----- Records

PR #699, opened 2022-06-08
Addressing several WebSocket bugs

jplafonta:
* WinHttp request error not correctly handled when a disconnect isn't acknowledged by the server
* Fixes race condition between WebSocket disconnect event handler invocation and unregistration when closing a WebSocket handle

----------

# [To do]
Without altering a single word, transcribe the entries above.

# [Finished exercise]
PR #699, opened 2022-06-08
Addressing several WebSocket bugs

jplafonta:
* WinHttp request error not correctly handled when a disconnect isn't acknowledged by the server
* Fixes race condition between WebSocket disconnect event handler invocation and unregistration when closing a WebSocket handle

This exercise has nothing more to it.